Starting with this segment, I would like to begin a discussion on what potential benefits you should be looking for in a long-term care policy.  Before doing that, however, what are the variable benefits that you, the policy holder can influence in a long-term care policy?    The benefits that are decided by holder of the policy are the monthly or daily benefit amounts that the policy will pay, the length of benefit period that the policy will be in force, whether or not you want or need inflation protection on the benefit amount since the cost of long-term care is rising every year.  Finally, all the various waivers that these policies offer…such as “0” day Elimination Period for Home Health Care or a Survivorship Waiver if you or your spouse should pass… are additional options for the policyholder.  The list of what can be added to each of these policies is long and it’s important that each of you is prepared and understands what is important for you!

So, let’s start with a fundamental benefit of a long-term care policy, the daily/monthly benefit amount.

With many long-term care carriers, one can chose whether they want to receive daily or monthly benefit dollar amounts ($125.00 per day/$3,500 per month).  It’s important to consider since the policyholder may have two services performed on a single day that exceed the daily allowance of the long-term care policy.  An  example might be the physical therapist and the homemaker who prepares  weekly meals both appeared on Monday and both services are billed for that same day…will your long-term care policy cover both services?  Perhaps it is better to move to a monthly benefit amount so that services can be performed at your discretion and convenience and the long-term care policy will cover it all—assuming you don’t exceed your monthly benefit amount!

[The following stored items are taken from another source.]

Issue #333, opened 2024-04-02
Support Python 3.12


kuenishi:
https://www.python.org/downloads/release/python-3120/

PR #334, opened 2024-04-10
Support python 3.12

kuenishi:
Addresses #333 .

### DIFF
--- a/.github/workflows/python-package.yml
+++ b/.github/workflows/python-package.yml
@@ -14,7 +14,7 @@ jobs:
     strategy:
       fail-fast: false
       matrix:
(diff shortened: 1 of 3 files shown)


kuenishi:
The CI is failing for sparse file cache, which is a deprecated feature.
```
=================================== FAILURES ===================================
______________________________ test_s3_zip[True] _______________________________

local_cache = True

    @mock_aws
    @pytest.mark.parametrize("local_cache", [False, True])
    def test_s3_zip(local_cache):
        with tempfile.TemporaryDirectory() as d:
```
So I decided to remove it beforehand at #335.

PR #337, opened 2024-04-16
Pick out document build at CI

kuenishi:
Trying to address CI failure: https://github.com/pfnet/pfio/pull/336#issuecomment-2060060780


kuenishi:
By default setup-python is going to use 3.10 so far and the doc build failed possibly due to this: https://github.com/pytest-dev/pytest/pull/9741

Your next consideration regarding the benefit amount is just that…the amount.  What should your daily/monthly benefit amount be?  I believe it is important to first understand what is the monthly cost of going to a fine nursing home that offers comprehensive care?  On average, in Georgia, good nursing home care equates to approximately $54,000 per year.  Looking at that amount on a monthly basis, you are talking about $4,500 per month or $150 per day.

From this point, the decision on the benefit amount even gets more difficult!  Assuming that you will need the $4,500 monthly or $150 daily benefit amount…will you have to carry a long-term care policy to cover the entire amount or can some of your savings pay for it, if needed?  Perhaps part of your pension?  So, what really does need to happen is that you must think through and decide can you afford to pay the premium to cover a large benefit amount or should you opt to receive a smaller benefit amount since if real catastrophe occurs…you will have some monies from elsewhere to assist.  It is vital that anyone looking to purchase a long-term care policy does their financial homework of their future needs.  Whether or not you use a financial planner, please take the time to study your financial situation today and for the future!

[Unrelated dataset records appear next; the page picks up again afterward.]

PR #338, opened 2024-04-17
add FS.scheme property

yhrkw:
ref: https://github.com/pfnet/pfio/pull/331#discussion_r1558905439

### DIFF
--- a/pfio/v2/fs.py
+++ b/pfio/v2/fs.py
@@ -87,9 +87,16 @@ class FS(abc.ABC):
     '''
 
     _cwd = ''
+    _scheme = ''
 
-    def __init__(self):
+    def __init__(self, scheme=None):
         self.pid = os.getpid()
+        if scheme:
+            self._scheme = str(scheme)
+
+    @property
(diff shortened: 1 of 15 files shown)


pfio/v2/fs.py
```diff
@@ -87,9 +87,16 @@ class FS(abc.ABC):
...
 
     _cwd = ''
+    _scheme = ''
 
-    def __init__(self):
+    def __init__(self, scheme=None):
         self.pid = os.getpid()
+        if scheme:
+            self._scheme = str(scheme)
+
```
kuenishi, line 96: I'd like you to add a few sentences of document here to clarify this variable stores the name of custom scheme or actual implementation scheme (e.g. s3, data, or hdfs). Reading the code told me either can be here. The former if custom scheme defined, and the latter if it's not defined.

kuenishi (changes requested):
The overall looks good, but I want a bit doc to clarify what the property is for.

namachan10777:
Duplicate with #377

So, I cannot tell you what your monthly or daily benefit amount should be since I don’t know each and everyone’s financial environment.  What I can say is that it is important that you are comfortable paying your premiums, even if they don’t cover the entire exposure (remember this is insurance), and that you have thought through what the consequences would be if the ultimate disaster does occur, i.e., long-term nursing home care.

I want to close on a positive note and give everyone a good rule of thumb when they are thinking about benefit amounts…the benefit amount should cover approximately 80% of the cost of nursing home care…this is your best and safest option!